Zusätzlich leiden Psyche und Körper unter:
Nervosität, Stimmungsschwankungen, depressiven Verstimmungen
Muskelverspannungen, Kreislaufproblemen, Kopf- und Nackenschmerzen
Konzentrationsproblemen
Wenn Schlafbeschwerden chronisch werden, kann das der Gesundheit langfristig schaden. Das Risiko für Herz-Kreislauf-, Stoffwechsel- und psychische Krankheiten steigt. Zudem schwächt Schlafmangel das Immunsystem. Daher steigt das Risiko für Infektionskrankheiten. Die Unfallgefahr, die durch die Müdigkeit entsteht, sollte nicht unterschätzt werden. Aus diesen Gründen sollten chronische Schlafstörungen behandelt und nicht einfach ertragen werden.
Schlafprobleme können durch psychische Faktoren, andere psychische und körperliche Erkrankungen, durch Medikamente oder andere Substanzen (Koffein, Drogen) verursacht werden.
Im folgenden werden Handlungsschritte vorgestellt, die sich vorwiegend zur Behandlung von Insomnien eignen.
1.Schritt: Schlafhygiene verbessern
Dieser Schritt löst meistens wenig Begeisterung aus und wird oftmals unterschätzt. Tatsächlich zeigt die tägliche Erfahrung in der Praxis aber, dass eine gute Schlafhygiene die Schlafqualität fördert und Schlafstörungen bei Kindern und Erwachsenen oftmals spürbar verbessern kann. Zudem bekommt man chronische Schlafstörungen ohne Einhalten einer ausreichenden Schlafhygiene kaum in den Griff.

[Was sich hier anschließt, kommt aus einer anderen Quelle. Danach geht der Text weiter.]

PR #3447, opened 2020-07-17
Add unit test with C#9 syntax

### LINKED ISSUE #3413: Create one Unit Test with C# 9 syntax in a separate project

costin-zaharia-sonarsource:
Fixes #3413

### DIFF
--- a/sonaranalyzer-dotnet/tests/SonarAnalyzer.UnitTest.CSharp9/EmptyMethodTest.cs
+++ b/sonaranalyzer-dotnet/tests/SonarAnalyzer.UnitTest.CSharp9/EmptyMethodTest.cs
@@ -1,4 +1,4 @@
-/*
+﻿/*
  * SonarAnalyzer for .NET
  * Copyright (C) 2015-2020 SonarSource SA
  * mailto: contact AT sonarsource DOT com
@@ -18,11 +18,30 @@
  * Inc., 51 Franklin Street, Fifth Floor, Boston, MA  02110-1301, USA.
  */
 
-using System.Reflection;
-using System.Runtime.CompilerServices;
+using Microsoft.CodeAnalysis.CSharp;
+using Microsoft.VisualStudio.TestTools.UnitTesting;
+using SonarAnalyzer.Rules.CSharp;
+using SonarAnalyzer.UnitTest.TestFramework;
 
-[assembly: AssemblyTitle("SonarAnalyzer.UnitTest")]
-[assembly: AssemblyProduct("SonarAnalyzer.UnitTest")]
-[assembly: AssemblyDescription("")]
+namespace SonarAnalyzer.UnitTest.CSharp9
+{
+    [TestClass]
+    public class EmptyMethodTest
+    {
+        [TestMethod]
+        public void EmptyMethod_InsideRecord()
+        {
+            const string code = @"
+namespace CSharp9Playground
+{
+    public record Person
+    {
+        public void EmptyMethod() { } // Noncompliant
+    }
+}
+";
 
-[assembly: InternalsVisibleTo("SonarAnalyzer.UnitTest.CSharp9")]
+            Verifier.VerifyCSharpAnalyzer(code, new EmptyMethod(), new[] { new CSharpParseOptions(LanguageVersion.CSharp9) });
+        }
+    }
+}
--- a/sonaranalyzer-dotnet/tests/SonarAnalyzer.UnitTest.CSharp9/SonarAnalyzer.UnitTest.CSharp9.csproj
+++ b/sonaranalyzer-dotnet/tests/SonarAnalyzer.UnitTest.CSharp9/SonarAnalyzer.UnitTest.CSharp9.csproj
@@ -1,0 +1,35 @@
+﻿<Project Sdk="Microsoft.NET.Sdk">
+
+  <PropertyGroup>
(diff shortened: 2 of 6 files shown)


sonaranalyzer-dotnet/tests/SonarAnalyzer.UnitTest.CSharp9/SonarAnalyzer.UnitTest.CSharp9.csproj
```diff
@@ -0,0 +1,32 @@
...
+    <Reference Include="SonarAnalyzer">
+      <HintPath>..\SonarAnalyzer.UnitTest\bin\Release\netcoreapp3.1\SonarAnalyzer.dll</HintPath>
+    </Reference>
+    <Reference Include="SonarAnalyzer.CFG">
+      <HintPath>..\SonarAnalyzer.UnitTest\bin\Release\netcoreapp3.1\SonarAnalyzer.CFG.dll</HintPath>
+    </Reference>
+    <Reference Include="SonarAnalyzer.CSharp">
+      <HintPath>..\SonarAnalyzer.UnitTest\bin\Release\netcoreapp3.1\SonarAnalyzer.CSharp.dll</HintPath>
+    </Reference>
+  </ItemGroup>
```
costin-zaharia-sonarsource, line 30: In order to be able to run the analysis on C# 9 code we have to reference `Microsoft.CodeAnalysis.CSharp` version `3.7.0-4.final` which is not compatible with the version used by the `SonarAnalyzer.CSharp`.

If we try to reference the analyzer as a project, NuGet will report the following error:
```
Error	NU1107	Version conflict detected for Microsoft.CodeAnalysis.Common. Install/reference Microsoft.CodeAnalysis.Common 3.7.0-4.final directly to project SonarAnalyzer.UnitTest.CSharp9 to resolve this issue. 
 SonarAnalyzer.UnitTest.CSharp9 -> Microsoft.CodeAnalysis.CSharp 3.7.0-4.final -> Microsoft.CodeAnalysis.Common (= 3.7.0-4.final) 
 SonarAnalyzer.UnitTest.CSharp9 -> SonarAnalyzer.CSharp -> Microsoft.CodeAnalysis.CSharp.Workspaces 1.3.2 -> Microsoft.CodeAnalysis.Workspaces.Common 1.3.2 -> Microsoft.CodeAnalysis.Common (= 1.3.2).	SonarAnalyzer.UnitTest.CSharp9	C:\src\sonar-dotnet\sonaranalyzer-dotnet\tests\SonarAnalyzer.UnitTest.CSharp9\SonarAnalyzer.UnitTest.CSharp9.csproj	1	
```

However, as far as I can tell at this point, this doesn't seem to be a problem at runtime if we reference the analyzer as a file.

andrei-epure-sonarsource: > However, as far as I can tell at this point, this doesn't seem to be a problem at runtime if we reference the analyzer as a file.

what do you mean reference the analyzer as a file?

andrei-epure-sonarsource: You mean reference the DLL vs reference the project?

sonaranalyzer-dotnet/tests/SonarAnalyzer.UnitTest.CSharp9/EmptyMethodTest.cs
```diff
@@ -0,0 +1,65 @@
...
+using System.Threading.Tasks;
+using Microsoft.CodeAnalysis;
+using Microsoft.CodeAnalysis.CSharp;
+using Microsoft.CodeAnalysis.Diagnostics;
+using Microsoft.VisualStudio.TestTools.UnitTesting;
+using SonarAnalyzer.Rules.CSharp;
+
+namespace SonarAnalyzer.UnitTest.CSharp9
+{
+    [TestClass]
```
andrei-epure-sonarsource, line 34: it would be nice to document what work would be left to make it work with our test framework (that parses the `Noncompliant` comments etc)

sonaranalyzer-dotnet/tests/SonarAnalyzer.UnitTest.CSharp9/SonarAnalyzer.UnitTest.CSharp9.csproj
andrei-epure-sonarsource: Yes, we don't need the analyzer as a project.

However, it would be nice to know that we can use our own testing framework (that parses files for `Noncompliant` comments)

costin-zaharia-sonarsource: Ok, I've tried to avoid to reference the test project directly but as a POC I guess we can do this. 

Before adding unit tests we should extract our testing framework (`Verifier` and related classes) in a separate assembly which can be shared between test projects.

andrei-epure-sonarsource:
The technical release for 8.10 [failed](https://github.com/SonarSource/sonar-dotnet/runs/882467192?check_suite_focus=true), so we should first clarify that on Monday before merging this.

Folgende Faktoren sollten bei der Schlafhygiene berücksichtigt werden:
Sorgen Sie tagsüber für genügend geistige und körperliche Anstrengung.
Versuchen Sie morgens oder mittags frische Luft und natürliches Sonnenlicht zu tanken.

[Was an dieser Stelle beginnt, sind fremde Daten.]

PR #3454, opened 2020-07-21
Fix net5 project to build locally

andrei-epure-sonarsource:


sonaranalyzer-dotnet/its/regression-test.ps1
```diff
@@ -53,13 +53,15 @@ function Build-Project-MSBuild([string]$ProjectName, [string]$SolutionRelativePa
...
-function Build-Project-DotnetTool([string]$ProjectName, [string]$SolutionRelativePath, [string]$dotnetVersion) {
+function Build-Project-DotnetTool([string]$ProjectName, [string]$SolutionRelativePath) {
     if ($project -And -Not ($ProjectName -eq $project)) {
         Write-Host "Build skipped: $ProjectName"
         return
     }
 
-    Write-Host "Will build dotnet project: '${ProjectName}', version ${dotnetVersion}."
+    $projectGlobalJsonPath = ".\sources\${ProjectName}\global.json"
+    $globalJsonContent = $(Get-Content $projectGlobalJsonPath)
```
pavel-mikula-sonarsource, line 63: Once we add a `dotnet` project in the future without `global.json`, this will fail with 
>Cannot find path 'C:\Projects\sonar-dotnet\sonaranalyzer-dotnet\its\sources\NetCore31\global.json' because it does not exist.

Is that intended? 

We'll always have a `global.json` for our `Net5`, `Net6`, `Net7` internal projects, but we'll also add some open source projects that might not be explicit and might want `the latest`.

sonaranalyzer-dotnet/its/regression-test.ps1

Halten Sie möglichst regelmässige Schlaf-Wachzeiten ein. Weichen Sie nicht mehr als 30 Min davon ab, d.h.: Wecker stellen, leider auch am Wochenende.
Vermeiden Sie, tagsüber zu schlafen und dösen Sie auch nicht vor dem Fernseher ein. Machen Sie, wenn unbedingt nötig, maximal einen 20Min Power-Nap (Wecker stellen).
Das Bett sollte nur zum Schlafen benutzt werden (und nicht zum Arbeiten oder Fernsehen).
Beschränken Sie Ihre Bettzeit auf die Zeit, die Sie durchschnittlich in den letzten 7 Nächten geschlafen haben. Eine knappe Bettzeit erhöht den Schlafdruck.
Bitte kein Alkohol und keine grösseren Mahlzeiten während den 3 Stunden vor dem Schlafen. Alkohol kann zwar das Einschlafen beschleunigen, fördert aber, vor allem in der zweiten Nachthälfte, Durchschlafstörungen.
Verzichten Sie, wenn möglich auf Koffein und Teein oder trinken Sie mindestens 6-8h vor dem Schlafen keinen Kaffee oder Tee mehr. Die schlafstörende Wirkung dieser Substanzen kann bis zu 14h anhalten!
Auch Nikotin und Drogen können den Schlaf stören.
Vermeiden Sie in den 2-4 Stunden vor dem Schlafen starke körperliche Aktivität und das Benutzen von Bildschirmen. Stellen Sie die Bildschirme zumindest abends auf Nachtmodus um.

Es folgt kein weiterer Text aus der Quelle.